# WORK ORDER
Each line of the entries below that includes "blob" belongs in your answer.
(PROVIDED MATERIAL begins)
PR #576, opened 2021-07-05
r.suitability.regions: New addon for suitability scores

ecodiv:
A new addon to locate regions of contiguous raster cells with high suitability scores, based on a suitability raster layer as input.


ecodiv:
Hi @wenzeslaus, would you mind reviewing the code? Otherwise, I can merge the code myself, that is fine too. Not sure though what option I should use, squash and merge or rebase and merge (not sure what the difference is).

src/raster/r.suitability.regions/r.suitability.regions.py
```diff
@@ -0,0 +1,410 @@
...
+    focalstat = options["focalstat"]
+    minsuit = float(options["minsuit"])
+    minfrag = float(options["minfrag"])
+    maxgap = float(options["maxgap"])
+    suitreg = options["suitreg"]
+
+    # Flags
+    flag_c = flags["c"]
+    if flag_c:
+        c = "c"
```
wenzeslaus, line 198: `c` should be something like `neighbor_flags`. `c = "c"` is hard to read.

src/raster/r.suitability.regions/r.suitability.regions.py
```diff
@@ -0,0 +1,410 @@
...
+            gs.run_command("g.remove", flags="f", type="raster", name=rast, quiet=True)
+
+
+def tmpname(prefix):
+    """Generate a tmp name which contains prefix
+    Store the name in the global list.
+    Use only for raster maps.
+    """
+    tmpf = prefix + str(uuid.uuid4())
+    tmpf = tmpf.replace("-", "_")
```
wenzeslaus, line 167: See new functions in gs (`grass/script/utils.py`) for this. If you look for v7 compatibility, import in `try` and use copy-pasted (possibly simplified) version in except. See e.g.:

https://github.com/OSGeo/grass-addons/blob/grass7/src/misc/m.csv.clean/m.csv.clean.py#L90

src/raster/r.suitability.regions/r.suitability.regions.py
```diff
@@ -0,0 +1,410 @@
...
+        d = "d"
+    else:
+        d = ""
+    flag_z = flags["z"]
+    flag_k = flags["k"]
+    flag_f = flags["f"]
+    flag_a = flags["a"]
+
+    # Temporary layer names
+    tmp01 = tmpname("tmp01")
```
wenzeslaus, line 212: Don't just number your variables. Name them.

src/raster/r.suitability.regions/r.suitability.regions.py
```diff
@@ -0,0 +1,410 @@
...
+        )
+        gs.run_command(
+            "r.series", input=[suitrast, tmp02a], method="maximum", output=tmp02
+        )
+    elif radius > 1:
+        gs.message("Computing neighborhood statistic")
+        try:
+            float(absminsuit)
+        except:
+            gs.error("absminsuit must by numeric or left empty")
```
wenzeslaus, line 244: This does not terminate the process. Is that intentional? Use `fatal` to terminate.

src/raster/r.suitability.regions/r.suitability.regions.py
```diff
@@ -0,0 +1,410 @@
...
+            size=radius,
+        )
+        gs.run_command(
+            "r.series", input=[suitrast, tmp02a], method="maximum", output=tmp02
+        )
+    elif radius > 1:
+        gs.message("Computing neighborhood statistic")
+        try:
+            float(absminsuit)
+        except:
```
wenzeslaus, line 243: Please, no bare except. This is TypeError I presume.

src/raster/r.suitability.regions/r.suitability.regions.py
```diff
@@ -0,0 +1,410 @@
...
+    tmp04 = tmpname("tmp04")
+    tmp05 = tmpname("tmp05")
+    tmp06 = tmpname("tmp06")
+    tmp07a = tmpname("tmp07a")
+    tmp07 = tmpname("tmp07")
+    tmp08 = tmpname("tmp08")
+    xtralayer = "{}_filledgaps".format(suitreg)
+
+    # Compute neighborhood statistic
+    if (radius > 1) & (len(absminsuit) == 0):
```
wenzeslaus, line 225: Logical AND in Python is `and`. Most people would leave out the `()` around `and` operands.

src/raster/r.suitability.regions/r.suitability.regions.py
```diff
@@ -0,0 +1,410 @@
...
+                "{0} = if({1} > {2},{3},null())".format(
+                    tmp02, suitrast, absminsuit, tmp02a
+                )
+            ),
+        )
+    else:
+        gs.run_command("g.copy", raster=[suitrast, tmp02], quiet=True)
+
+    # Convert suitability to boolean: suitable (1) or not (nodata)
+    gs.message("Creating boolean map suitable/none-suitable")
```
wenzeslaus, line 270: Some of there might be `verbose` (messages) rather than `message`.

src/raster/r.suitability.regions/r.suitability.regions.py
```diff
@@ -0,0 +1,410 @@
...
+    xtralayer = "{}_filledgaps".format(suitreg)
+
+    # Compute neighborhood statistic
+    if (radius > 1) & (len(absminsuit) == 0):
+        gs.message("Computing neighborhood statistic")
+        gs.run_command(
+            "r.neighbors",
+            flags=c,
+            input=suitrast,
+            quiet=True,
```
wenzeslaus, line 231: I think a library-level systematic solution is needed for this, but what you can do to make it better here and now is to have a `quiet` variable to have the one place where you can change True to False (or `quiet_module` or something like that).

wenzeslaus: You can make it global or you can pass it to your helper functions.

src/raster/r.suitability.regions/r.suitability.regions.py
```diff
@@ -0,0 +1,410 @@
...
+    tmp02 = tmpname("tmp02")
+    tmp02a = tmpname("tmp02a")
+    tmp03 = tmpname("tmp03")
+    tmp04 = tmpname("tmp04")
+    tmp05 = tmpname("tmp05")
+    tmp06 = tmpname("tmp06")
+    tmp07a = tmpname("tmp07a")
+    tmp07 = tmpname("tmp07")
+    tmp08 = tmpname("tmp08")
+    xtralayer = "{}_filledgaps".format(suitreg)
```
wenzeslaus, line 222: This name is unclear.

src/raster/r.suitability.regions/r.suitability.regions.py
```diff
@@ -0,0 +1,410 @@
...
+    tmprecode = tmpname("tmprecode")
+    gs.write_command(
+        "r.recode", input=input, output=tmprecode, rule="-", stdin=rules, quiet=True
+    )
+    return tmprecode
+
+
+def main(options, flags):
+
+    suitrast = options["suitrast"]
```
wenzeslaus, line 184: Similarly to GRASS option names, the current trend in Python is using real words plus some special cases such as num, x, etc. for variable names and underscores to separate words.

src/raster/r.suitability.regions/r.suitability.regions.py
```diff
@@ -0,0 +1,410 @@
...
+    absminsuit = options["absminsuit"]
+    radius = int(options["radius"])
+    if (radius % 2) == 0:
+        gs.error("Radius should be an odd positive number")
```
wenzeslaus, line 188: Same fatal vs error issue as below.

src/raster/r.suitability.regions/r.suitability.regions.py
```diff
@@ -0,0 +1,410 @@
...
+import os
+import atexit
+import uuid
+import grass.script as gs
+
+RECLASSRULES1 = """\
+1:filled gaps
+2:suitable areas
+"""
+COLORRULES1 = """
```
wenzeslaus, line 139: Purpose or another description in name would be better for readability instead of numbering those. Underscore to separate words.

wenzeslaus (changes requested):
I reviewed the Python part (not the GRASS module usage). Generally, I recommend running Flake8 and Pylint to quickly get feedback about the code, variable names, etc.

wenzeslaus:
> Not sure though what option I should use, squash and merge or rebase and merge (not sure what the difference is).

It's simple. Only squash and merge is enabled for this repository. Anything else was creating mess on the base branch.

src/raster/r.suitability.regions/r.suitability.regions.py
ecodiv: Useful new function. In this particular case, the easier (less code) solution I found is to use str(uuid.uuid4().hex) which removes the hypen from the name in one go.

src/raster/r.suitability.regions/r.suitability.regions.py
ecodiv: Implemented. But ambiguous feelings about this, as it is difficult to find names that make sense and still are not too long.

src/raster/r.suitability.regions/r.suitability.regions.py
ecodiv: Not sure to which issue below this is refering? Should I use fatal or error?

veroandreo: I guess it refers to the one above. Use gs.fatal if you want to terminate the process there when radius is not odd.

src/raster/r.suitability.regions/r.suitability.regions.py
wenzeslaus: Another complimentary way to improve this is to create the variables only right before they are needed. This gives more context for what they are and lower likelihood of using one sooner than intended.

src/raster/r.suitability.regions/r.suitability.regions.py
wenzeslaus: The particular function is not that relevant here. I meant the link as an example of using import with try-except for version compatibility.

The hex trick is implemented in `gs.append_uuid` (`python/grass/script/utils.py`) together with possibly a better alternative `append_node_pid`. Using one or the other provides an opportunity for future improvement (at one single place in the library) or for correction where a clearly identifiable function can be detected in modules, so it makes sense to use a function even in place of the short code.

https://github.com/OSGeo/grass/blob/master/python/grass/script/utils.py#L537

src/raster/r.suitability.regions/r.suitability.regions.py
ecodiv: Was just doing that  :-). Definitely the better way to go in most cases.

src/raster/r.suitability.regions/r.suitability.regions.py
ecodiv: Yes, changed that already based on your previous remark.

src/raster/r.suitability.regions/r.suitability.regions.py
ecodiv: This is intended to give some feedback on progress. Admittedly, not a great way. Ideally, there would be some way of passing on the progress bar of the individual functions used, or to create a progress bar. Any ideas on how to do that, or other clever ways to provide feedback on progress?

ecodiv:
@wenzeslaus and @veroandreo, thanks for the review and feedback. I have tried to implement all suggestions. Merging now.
(PROVIDED MATERIAL ends)
# RESULT OF THE TASK
https://github.com/OSGeo/grass-addons/blob/grass7/src/misc/m.csv.clean/m.csv.clean.py#L90
https://github.com/OSGeo/grass/blob/master/python/grass/script/utils.py#L537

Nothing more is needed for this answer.